↓↓↓
PR #99, opened 2023-12-12
Adds Workflow Update to Samples

rachfop:
## What was changed

Adds the Workflow Update to the sample's repo.

## Why?

Because users will want to see how to use the new Update feature with Python.
Gracefully shut down the worker too.

## Checklist

1. Closes 

2. How was this tested:

You need the Temporal Python 1.4 or above.
Only works on the local dev server with the config setup.

3. Any docs updates needed?

Once this gets approved - I'll add something similar to the docs (and incorporate any additional feedback).


README.md
```diff
@@ -66,6 +66,7 @@ Some examples require extra dependencies. See each sample's directory for specif
 * [sentry](sentry) - Report errors to Sentry.
 * [worker_specific_task_queues](worker_specific_task_queues) - Use unique task queues to ensure activities run on specific workers.
 * [worker_versioning](worker_versioning) - Use the Worker Versioning feature to more easily version your workflows & other code.
+* [workflow_update](workflow_update) - Send a request to and a response from a client to a workflow execution.
```
cretz, line 69: I think such a simple feature sample may deserve to be with the others in `hello`. I understand there's temporary extra README info while it is experimental (we can add to bottom of hello README), but otherwise I think of this as a basic demonstration of a basic feature like signals, queries, etc.

(granted would love to do #67 and not have those be single files, but that can come separate/later for all hello samples)

workflow_update/starter.py
```diff
@@ -0,0 +1,39 @@
+import asyncio
+
+from temporalio.client import Client, WorkflowHandle
+
+from workflow_update import HelloWorldWorkflow
+
+
+class WorkflowRunner:
```
cretz, line 8: I don't think there's much value in this separate class, just put the `start_workflow` in the `run_workflow` method

cretz (approved):
This is great, thanks!

cretz:
Looks like you may need to do a `poe format`. Also, `hello/hello_update.py` may be a better name than `hello/hello_workflow_update.py` to match signals, but this is fine too.

PR #100, opened 2023-12-15
Adds LangChain translation example

rachfop:
## What was changed

Add an example of LangChain.

## Checklist

1. Closes 

I need help with Poetry and a Pydantic Converter.

I tried setting the dev dependencies like this, so I wouldn't have to change the top-level version - but that didn't work.
So I just overwrote the Python dependcy.

```
dependencies = { langchain = { version = "^0.0.350", python = ">=3.8.1,<4.0" }, openai = { version = "^1.4.0", python = ">=3.8,<4.0" }, fastapi = { version="^0.105.0", python = ">=3.8,<4.0"}, uvicorn = { version = "^0.24.0.post1", extras = ["standard"], python = ">=3.8,<4.0" } }
```

While this code works, it probably needs a Pydantic Convert for V2 to properly serialize. 

3. How was this tested:

4. Any docs updates needed?


pyproject.toml
```diff
@@ -16,7 +16,7 @@ packages = [
 "Bug Tracker" = "https://github.com/temporalio/samples-python/issues"
 
 [tool.poetry.dependencies]
-python = "^3.7"
+python = ">=3.8.1,<4.0"
```
cretz, line 19: I think we should have a PR first that just drops 3.7 support and moves CI from 3.7 + 3.11 to 3.8 + 3.12. We did this for the primary SDK at https://github.com/temporalio/sdk-python/pull/422. If you want to make that part of this issue, I'd be ok with that too (but change the title too).

pyproject.toml
```diff
@@ -41,6 +41,10 @@ dependencies = { cryptography = "^38.0.1", aiohttp = "^3.8.1" }
 optional = true
 dependencies = { gevent = { version = "^23.9.1", python = ">=3.8" } }
 
+[tool.poetry.group.langchain]
+optional = true
+dependencies = { langchain =  "^0.0.350", openai = "^1.4.0", fastapi = "^0.105.0", uvicorn = { version = "^0.24.0.post1", extras = ["standard"]} }
```
cretz, line 46: If it's easier/clearer, you can change this to:

```suggestion
[tool.poetry.group.langchain.dependencies]
langchain =  "^0.0.350"
openai = "^1.4.0"
fastapi = "^0.105.0"
uvicorn = { version = "^0.24.0.post1", extras = ["standard"]}
```

langchain/starter.py
```diff
@@ -0,0 +1,37 @@
...
+
+
+@app.post("/translate")
+async def translate(phrase: str, language: str):
+    client = app.state.temporal_client
+    try:
+        result = await client.execute_workflow(
+            LangChainWorkflow.run,
+            TranslateParams(phrase, language),
+            id=f"langchain-translation-{language.lower()}-{phrase.replace(' ', '-')}",
```
cretz, line 26: I think you should just make a unique ID each time in this case

pyproject.toml
cretz: Already done as part of #101. This PR needs to be updated.

PR #105, opened 2024-02-19
Modernize payload converter sample

drewhoskins:
## What was changed

In the custom converter sample, use the more modern, non-initialized style of fetching the default payload converter.

## Why?

Acting on @cretz's TODO.

## Checklist

1. Closes 

2. How was this tested:

`poetry run pytest ./tests/custom_converter/workflow_test.py`

3. Any docs updates needed?


cretz (approved):
Thanks! Will merge if/when CI completes (we may have a hold-up with a MyPy check we need to fix elsewhere)

PR #107, opened 2024-02-27
require frozenlist to update version

axfelix:
add `frozenlist = "^1.4.0"` to dev-dependencies since this was trying to install an older version that wasn't building right under Python 3.12 / MSVC 2022


cretz:
Can you give more details? Our CI passes on Windows 3.12, here's the latest: https://github.com/temporalio/samples-python/actions/runs/7977279807/job/21779816371. Is there some test we could write that would make CI fail if this fix wasn't in place?

axfelix:
Yeah, it was triggering this PEP 517 build error in a relatively stock environment:

https://stackoverflow.com/questions/64038673/could-not-build-wheels-for-which-use-pep-517-and-cannot-be-installed-directly

My knowledge of Python bootstrapping is somewhat out of date -- it's possible our build system is doing something different than my environment to make the build pass -- but updating the dependency to a supported version that has wheels available seemed like a decent idea regardless.

cretz:
> it's possible our build system is doing something different than my environment to make the build pass -- but updating the dependency to a supported version that has wheels available seemed like a decent idea regardless.

Sure, but I want to make sure we catch future issues like this too, but if our build environment is not representative in some way I think we should fix.

> Also -- this was only occurring when doing poetry install --with encryption as in https://github.com/temporalio/samples-python/tree/main/encryption, which we aren't testing currently.

:+1: So I wonder if we should add `--with encryption` to our `poetry install` set in `.github/workflows/ci.yml` that would help catch this

axfelix:
Done! I strongly suspect that the `ci.yml` change would not work without the `pyproject.toml` change -- let me know if you'd like me to verify this further before merging.

cretz (approved):
> I strongly suspect that the ci.yml change would not work without the pyproject.toml change -- let me know if you'd like me to verify this further before merging.

Good enough for me! Merge at will.

PR #110, opened 2024-04-18
add export proto to parquet example

alice-yin:
## Checklist

1. Closes 

2. How was this tested:

3. Any docs updates needed?


export_proto_to_parquet/LICENSE
cretz, line 1: Can you remove this file

export_proto_to_parquet/README.md
cretz, line 1: Can we change this sample to `cloud_export_to_parquet` so it's clear, unlike every other sample we right, that it's cloud specific. The `proto` part isn't important I don't think.

export_proto_to_parquet/README.md
```diff
@@ -0,0 +1,59 @@
...
+python -m pip install pandas
+python -m pip install pyarrow
+python -m pip install boto3
+```
+
+
+Run the workflow:
+
+```bash
+python run_workflow.py
```
cretz, line 34:
```suggestion
python create_schedule.py
```

Can we change the filename to be a bit clearer on what's happening in the script?

export_proto_to_parquet/run_workflow.py
```diff
@@ -0,0 +1,52 @@
...
+    )
+
+    try:
+        await client.create_schedule(
+            "hourly-proto-to-parquet-wf-schedule",
+            Schedule(
+                action=ScheduleActionStartWorkflow(
+                    ProtoToParquet.run,
+                    wf_input,
+                    id=f"{WORKFLOW_ID_PREFIX}-{datetime.now()}",
```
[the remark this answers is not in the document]
alice-yin: So I have given some screenshot using this type of workflow id. So would like to keep this format

export_proto_to_parquet/workflows.py
```diff
@@ -0,0 +1,67 @@
...
+        # Read from export S3 bucket and given at least 2 hour delay to ensure the file has been uploaded
+        read_time = workflow.now() - timedelta(hours=workflow_input.num_delay_hour)
+        common_path = f"{workflow_input.namespace}/{read_time.year}/{read_time.month:02}/{read_time.day:02}/{read_time.hour:02}/00"
+        path = f"temporal-workflow-history/export/{common_path}"
+        get_object_keys_input = GetObjectKeysActivityInput(
+            workflow_input.export_s3_bucket, path
+        )
+
+        # Read Input File
+        object_keys_output = await workflow.execute_activity_method(
```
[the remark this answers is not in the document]
alice-yin: Should not too big. These are file names in S3.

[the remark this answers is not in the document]
alice-yin: So the benefit I think we could do multi thread for data_trans_and_land activity. That's taking the majority of time right now.

export_proto_to_parquet/run_workflow.py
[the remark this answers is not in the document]
cretz: I think we may need to be able to improve the sample in the future regardless of how it's referenced in a post. I think the screenshot can differ, but up to you, no strong need to change this now.

export_proto_to_parquet/workflows.py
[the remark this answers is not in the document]
cretz: But this isn't doing anything concurrently today, it's one at a time. But I agree in general.

alice-yin:
Did quite a bit refactoring on this.

cloud_export_to_parquet/README.md
```diff
@@ -0,0 +1,23 @@
+# Cloud Export to parquet sample
+
+This is an example workflow to convert exported file from proto to parquet file. The workflow is an hourly schedule. 
+
+Please make sure your python is 3.9 above. For this sample, run:
+
+    poetry install
```
cretz, line 7: This should be something like `poetry install --with cloud_export_to_parquet`

cloud_export_to_parquet/data_trans_activities.py
```diff
@@ -0,0 +1,129 @@
...
+    return object_keys
+
+
+@activity.defn
+async def data_trans_and_land(activity_input: DataTransAndLandActivityInput) -> str:
+    """Function that convert proto to parquet and save to S3."""
+    key = activity_input.object_key
+    data = await get_data_from_object_key(activity_input.export_s3_bucket, key)
+    activity.logger.info("Convert proto to parquet for file: %s", key)
+    parquet_data = convert_proto_to_parquet_flatten(data)
```
cretz, line 53: I am concerned this is CPU bound work, is it expensive (i.e. can it take a lot of time blocking the entire asyncio event loop)?

I think `def` activities would be better than `async def` activities for code that does data translation and such.

cloud_export_to_parquet/data_trans_activities.py
```diff
@@ -0,0 +1,129 @@
...
+            row_flatten.insert(0, "WorkflowId", worfkow_id)
+            row_flatten.insert(1, "RunId", run_id)
+            rows_flatten.append(row_flatten)
+    df_flatten = pd.concat(rows_flatten, ignore_index=True)
+    return df_flatten
+
+
+async def save_to_sink(data: pd.DataFrame, s3_bucket: str, write_path: str) -> str:
+    """Function that save object to s3 bucket."""
+    write_bytes = data.to_parquet(None, compression="snappy", index=False)
```
cretz, line 116: Is this an expensive operation that blocks the asyncio event loop?

cloud_export_to_parquet/pyproject.toml
cretz, line 1: Samples do not need their own pyproject.toml. You can just add a group to the top-level one

cloud_export_to_parquet/README.md
alice-yin: So, as the project depends on different python. Thus, I can't merge them in the same pyproject.toml. The current pyproject.toml needs to use python <= 3.8 but pandas need to be use python >= 3.9. I tried use pandas that could use python 3.8, however there are other dependency issue as well.

cloud_export_to_parquet/pyproject.toml
alice-yin: same comment as above. Not be able to use the same pyproject.toml.

cloud_export_to_parquet/data_trans_activities.py
alice-yin: So while we do convert_proto_to_parquet_flatten, reading from s3 and writing to s3 are also I/O  happy operations, it would be benefit if we still keep it as async. I could improve the code a bit. 

Also I thought it's always recommended to use async def for activities? Am I wrong on this?

cloud_export_to_parquet/README.md
cretz: I think it should be ok to say in this sample's README that this sample requires >= 3.9. Is that possible or are you hitting other issues?

cloud_export_to_parquet/data_trans_activities.py
cretz: >  it would be benefit if we still keep it as async

I don't think so in this case, I think normal `def` would be best

> Also I thought it's always recommended to use async def for activities? Am I wrong on this?

No, actually the opposite, you only use `async def` if you're sure you aren't going to block the thread. We had that async-default stance originally but we've changed documentation and courses and such to encourage just `def` instead.

> I was planning to add the following logic in workflows.py

No need, workflow is good IMO

cloud_export_to_parquet/README.md
alice-yin: So that's why I keep a separate poetry file inside the folder. Thus, it could build independently with the root folder.

cloud_export_to_parquet/data_trans_activities.py
alice-yin: Changed all functions to sync.

cloud_export_to_parquet/README.md
cretz: I think you can make the Python version higher on just your dependencies in your group, see https://python-poetry.org/docs/dependency-specification/#python-restricted-dependencies (if our poetry version too old we can update). So you can say "You need Python 3.9+ and then run `poetry install --with cloud_export_to_parquet`".

cloud_export_to_parquet/run_worker.py
```diff
@@ -0,0 +1,34 @@
...
+    # Run the worker
+    worker: Worker = Worker(
+        client,
+        task_queue="DATA_TRANSFORMATION_TASK_QUEUE",
+        workflows=[ProtoToParquet],
+        activities=[get_object_keys, data_trans_and_land],
+        workflow_runner=SandboxedWorkflowRunner(
+            restrictions=SandboxRestrictions.default.with_passthrough_modules("boto3")
+        ),
+        activity_executor=ThreadPoolExecutor(5),
```
cretz, line 28:
```suggestion
        activity_executor=ThreadPoolExecutor(100),
```

Or should make the `max_concurrent_activities` smaller, your choice, but thread pool in theory should not be less than `max_concurrent_activities`.

cloud_export_to_parquet/README.md
alice-yin: Updated it.

cretz (approved):
Great! This is a great looking sample that is nice and simple to read. Merge whenever you'd like.

poetry.lock
cretz, line 1: It looks like you inadvertently updated a lot of dependencies instead of just the ones for your project (this is probably causing whatever MyPy to break). Usually we're ok with updating dependencies, but we may want it in a separate PR.

PR #114, opened 2024-05-22
Message processing design patterns

dandavison:


signals_and_updates/serialized_handling_of_n_messages.py
cretz, line 1: Here are three alternatives that are untested, I just typed real quick, but the ideas are there

## Same as original design (CAN w/ update failures)

```python
from collections import deque
from dataclasses import dataclass, field
from typing import Optional

from temporalio import workflow

# !!!
# This is a copy of the original design, but it is flawed because it fails
# updates to the caller on CAN
# !!!


@dataclass
class MessageProcessorInput:
    pending_tasks: list[str] = field(default_factory=list)


class UpdateTask:
    def __init__(self, arg: str) -> None:
        self.arg = arg
        self.result: Optional[str] = None
        self.returned = False


@workflow.defn
class MessageProcessor:
    def __init__(self) -> None:
        self.inited = False

    @workflow.run
    async def run(self, input: MessageProcessorInput) -> None:
        # Startup
        self.queue = deque([UpdateTask(arg) for arg in input.pending_tasks])
        self.inited = True

        # Process until CAN is needed
        while not workflow.info().is_continue_as_new_suggested():
            await workflow.wait_condition(lambda: len(self.queue) > 0)
            await self.process_task(self.queue.popleft())

        # CAN knowing that pending updates will fail
        workflow.continue_as_new(
            MessageProcessorInput(pending_tasks=[task.arg for task in self.queue])
        )

    @workflow.update
    async def do_task(self, arg: str) -> str:
        # Wait for primary workflow to be inited
        await workflow.wait_condition(lambda: self.inited)

        # Add task and wait on result
        task = UpdateTask(arg)
        try:
            self.queue.append(task)
            await workflow.wait_condition(lambda: task.result is not None)
            assert task.result
            return task.result
        finally:
            task.returned = True

    async def process_task(self, task: UpdateTask) -> None:
        task.result = await workflow.execute_activity(
            "some_activity", task.arg, start_to_close_timeout=timedelta(seconds=10)
        )
        await workflow.wait_condition(lambda: task.returned)
```

## Update doesn't wait

```python
from collections import deque

from temporalio import workflow

# !!!
# This version does not make update wait on completion
# !!!


@workflow.defn
class MessageProcessor:
    def __init__(self) -> None:
        self.inited = False

    @workflow.run
    async def run(self, queue: deque[str]) -> None:
        self.queue = queue
        self.inited = True
        # Process until CAN is needed
        while not workflow.info().is_continue_as_new_suggested():
            await workflow.wait_condition(lambda: len(self.queue) > 0)
            await self.process_task(self.queue.popleft())

        workflow.continue_as_new(self.queue)

    @workflow.update
    async def do_task(self, arg: str) -> None:
        # Wait for primary workflow to be inited
        await workflow.wait_condition(lambda: self.inited)
        # Put on queue and complete update
        self.queue.append(arg)

    async def process_task(self, arg: str) -> None:
        await workflow.execute_activity(
            "some_activity", arg, start_to_close_timeout=timedelta(seconds=10)
        )
```

## Update must complete with result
↑↑↑
# Task goal
The answer must be a single number: the count of lines in the entries that include "without".

# Response for this exercise
2